PROBLEM :: Which of the lines below holds the string "function"? Copy every line that does.
(DATA RECORDS Opens)
Issue #2386, opened 2025-02-23
Permission numbers for Unix, align ui.Span, position of selection marker


csswright:
### `yazi --debug` output

```Shell
N/A
```

### Please describe the problem you're trying to solve

Feature requests (I don't want to spam as separate small feature requests and they are all related, not sure what the dev prefers). [Picture is worth a thousand words](https://0x0.st/8Tfl.png), compares the line mode between above (the desired line mode in nnn file manager) and below, my modified line mode attempt in Yazi:

* Support for [permission numbers for Unix](https://doc.rust-lang.org/beta/std/os/unix/fs/trait.PermissionsExt.html#tymethod.mode). ([perm()](https://yazi-rs.github.io/docs/plugins/types/#shared.cha) is much wordy and IMO less readable than e.g. `755`.

* Allow allowing `ui.Span`--I have line mode left-aligned but its `uiSpan` component for size is variable width so aligning improves readability. 

* Move selection marker position to area between line mode and filename. IMO, line mode only makes sense to the left since its length is much more predictable than the filename (having it on the right affects readability if you have e.g. a short filename and a long filename both in view. With line mode on the left in between filenames and where the selection marker is currently, it's hard to track whether whether the currently hovered file is part of selection compared to if selection marker can be positioned to the left of the filename column. I've tried extending the cursor highlight to the line mode so that it reaches the selection marker, but it's ugly and effects readability of the subdued line mode. 

* Unrelated: provide `yazi --config <path>` as a quick way to switch to yazi defaults (something done often when debugging, thinking about workflows, and determining feature requests). 

### Would you be willing to contribute this feature?

- [ ] Yes, I'll give it a shot

### Describe the solution you'd like

See above.

### Additional context

My line mode:

    function Linemode:my_metadata()
      local time = math.floor(self._file.cha.mtime or 0)
      local modified_time

      if time ~= 0 and ya.time() - time <= 300 then
        modified_time = ui.Span(os.date("%Y-%m-%d %H:%M", time)):reverse()
      else
        modified_time = ui.Span(os.date("%Y-%m-%d %H:%M", time))
      end

      local line = ui.Line({
        modified_time,
        "  ",
        self._file.cha:perm(),
        "  ",
        ui.Span(tostring(ya.readable_size(self._file.cha.len))),
      })

      return line:style(ui.Style():fg("#B4B4B4")) -- less white
    end

    local current_render = Current.redraw
    function Current:redraw()
      local t = current_render(self)
[...]

PR #2394, opened 2025-02-24
feat: expose `mode` field in `Cha`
(DATA RECORDS Closes)
TASK OUTPUT ::
    function Linemode:my_metadata()
    function Current:redraw()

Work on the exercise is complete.